- Location: Pope County / Yell County, Arkansas, United States
- Nearest city: Dardanelle, Arkansas
- Coordinates: 35°08′30″N 93°03′30″W﻿ / ﻿35.14167°N 93.05833°W
- Area: 7,055 acres (28.55 km^{2})
- Established: 1957
- Governing body: U.S. Fish and Wildlife Service
- Website: Holla Bend National Wildlife Refuge

= Holla Bend National Wildlife Refuge =

Wildlife refuge in Arkansas, U.S.

Holla Bend National Wildlife Refuge is a 7,055 acre (28.6 km^{2}) wildlife refuge located 5 miles south-east of Dardanelle, Arkansas.

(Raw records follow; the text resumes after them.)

Issue #1699, opened 2024-01-05
 Enable %run_viz magic line to use the arguments that Kedro-Viz supports on the command line


anapaularg15:
Currently, Kedro Viz supports additional arguments on the command line (for example, --pipeline).

However, the %run_viz magic line doesn't allow to pass any argument, which limits the use of kedro viz in notebooks.

astrojuanlu:
Hi @anapaularg15, thanks for filing this feature request! The team will look at it and prioritise it soon.

rashidakanchwala:
Closing this issue as it's completed and released with Kedro-viz 8.0.0

PR #1733, opened 2024-02-01
Enable %run_viz magic line to use the arguments that Kedro-Viz supports on the command line

SajidAlamQB:
## Description

Related to: https://github.com/kedro-org/kedro-viz/issues/1699

make `%run_viz` magic line support to passing any arguments of `kedro viz run` in notebooks.

Follow up PRs should update the documentation on this: https://docs.kedro.org/en/stable/notebooks_and_ipython/kedro_and_notebooks.html#run-viz-line-magic

## Development notes
A lot of the logic is borrowed from `cli.py` I had initially tried to use the click context for line magic but it was becoming quite complicated. I think the easiest approach is to just manually do the logic for these arguments. 

Example flow:
image

image

## QA notes

I have't added a comprehensive test suite for most of this new logic as it already tested in the `cli.py` and didn't want to repeat them again. Let me know if you all think otherwise.

## Checklist


package/kedro_viz/launchers/jupyter.py
```diff
@@ -78,26 +80,48 @@ def _display_databricks_html(port: int):  # pragma: no cover
...
-
+    # Parse arguments
+    arg_dict = parse_args(args)
+
+    host = arg_dict.get("host", _DATABRICKS_HOST if _is_databricks() else DEFAULT_HOST)
+    port = int(arg_dict.get("port", DEFAULT_PORT))
+    load_file = arg_dict.get("load-file", None)
+    save_file = arg_dict.get("save-file", None)
+    pipeline = arg_dict.get("pipeline", None)
+    env = arg_dict.get("env", None)
```
ravi-kumar-pilla, line 116: looks good overall. Are we not allowing shorthand in jupyter like (-a for autoreload, -e for env) ?

ravi-kumar-pilla:
Hi @SajidAlamQB ,

Approach looks good to me. I tried testing on jupyter, the default pipeline works well i.e., when --pipeline arg is not passed. But if I pass the --pipeline arg, I see the below behavior. 
1. The link to open kedro viz appears instantly 
2. When clicked, loads a 'site can't be reached' page. 
3. If reloaded, works fine. 

It might not be an issue for this ticket rather a bug if this happens via cli as well (need to check)

line_magic_args_issue

package/kedro_viz/launchers/jupyter.py
SajidAlamQB: We could but would need to add more parsing logic to `parse_args` and this becomes quite complicated especially given the number of arguments we have. At that point I think we should just use the click context somehow with the line magic but this is also very convoluted approach.

Given the complexities, I think adding these might be outside the scope of this PR.

ravi-kumar-pilla:
> > Approach looks good to me. I tried testing on jupyter, the default pipeline works well i.e., when --pipeline arg is not passed. But if I pass the --pipeline arg, I see the below behavior.
> > 
> > 1. The link to open kedro viz appears instantly
> > 2. When clicked, loads a 'site can't be reached' page.
> 
> Thanks @ravi-kumar-pilla I tried the same thing and did not see the `site can't be reached` page it went directly to viz. Could it be a browser thing, I did mine on Safari?

Not sure. I will try on Safari, in the mean time can you try on Chrome as well ? Thank you

ankatiyar:
@SajidAlamQB Does `kedro viz run --pipeline="Reporting stage"` work? I believe we only allow valid python package names for pipelines? So the actual pipeline names wouldn't contain spaces ideally.

ravi-kumar-pilla:
> Does `kedro viz run --pipeline="Reporting stage"` work? I believe we only allow valid python package names for pipelines? So the actual pipeline names wouldn't contain spaces ideally.

Hi @SajidAlamQB , I feel we should stick to providing options with `=` like `kedro viz run --pipeline="Reporting stage"`. If @magic_arguments has an issue parsing this, we can have our own parsing as we have in this PR. If our users ask for shorthand in future, we will try to refactor this. 

@ankatiyar we do have spaces for pipeline names on viz. I am not aware that this is not allowed.

SajidAlamQB:
> Does `kedro viz run --pipeline="Reporting stage"` work?

I tired `kedro viz run --pipeline="Reporting stage"` directly in the terminal and it works there.

astrojuanlu:
I think `kedro viz run --pipeline` should be consistent with how `kedro run --pipeline` behaves. This behavior was surprising also for me.

Maybe this is a separate issue though.

SajidAlamQB:
Given what we have discussed I tend to agree with @ravi-kumar-pilla that due to the issues of `@magic_arguemnts` not parsing properly sticking with the manual parsing so only having longer form of arguments (`--pipeline="Reporting stage"`) is acceptable for now. We can see if there's strong demand for shorthand arguments and consider them for future enhancement.

SajidAlamQB:
> It might not be an issue for this ticket rather a bug if this happens via cli as well (need to check)

@ravi-kumar-pilla regarding the issue with the `--pipeline` argument leading to a "site can't be reached" page, it seems like a browser related issue that resolves with a refresh. Its not specifically caused by `--pipeline` I was able to recreate it with just `%run_viz --host=127.0.0.1` I think it might be linked to how quickly we're trying to access `Kedro-Viz` after it launches. It looks like a minor browser caching or connection reuse issue, not directly tied to the scope of this issue a simple refresh or stopping the cell before running solves the issue.

ravi-kumar-pilla:
Hi @SajidAlamQB , 

There are other errors I am facing when changing the pipeline name as below. Can you please try at your end. I will also try to use command line and see if this is a bug and not related to current PR. Thank you !

image

astrojuanlu:
Opened an issue about the pipeline naming. Other than that, it was not clear to me if this PR is still desired and waiting for review.

ravi-kumar-pilla:
> Opened an issue about the pipeline naming. Other than that, it was not clear to me if this PR is still desired and waiting for review.

Hi @astrojuanlu , Thank you for creating a new ticket. This PR is almost done but we still have the issue of `site cannot be reached` (https://github.com/kedro-org/kedro-viz/pull/1733#issuecomment-1930866694) sometimes. I will try to fix it today.

rashidakanchwala (approved):
happy to merge this for now and we can fix the issue with browser rendering in another PR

The Holla Bend National Wildlife Refuge is bounded on one side by the Arkansas River and on its other sides by an oxbow lake that was formerly the main channel of the Arkansas. The oxbow lake was formed in 1954 by the Army Corps of Engineers during their efforts to straighten the Arkansas River navigation channel. The island that was formed by this project between the old and new channels was transferred to the US Department of the Interior in 1957 for use as a wildlife refuge. The land was formerly agricultural land but was abandoned after the 1927 flood.

The primary function of this refuge is to provide a winter home for ducks and geese that migrate from the north along the Mississippi Flyway each year. Up to 100,000 of these fowl live in the refuge during the winter months.